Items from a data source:
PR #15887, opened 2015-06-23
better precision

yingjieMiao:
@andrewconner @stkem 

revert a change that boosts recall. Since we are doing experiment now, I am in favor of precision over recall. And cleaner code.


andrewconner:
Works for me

» Activity
Every line holding the string "precision" should be copied here, so please find those lines in the data.

» Solution to this task
better precision
revert a change that boosts recall. Since we are doing experiment now, I am in favor of precision over recall. And cleaner code.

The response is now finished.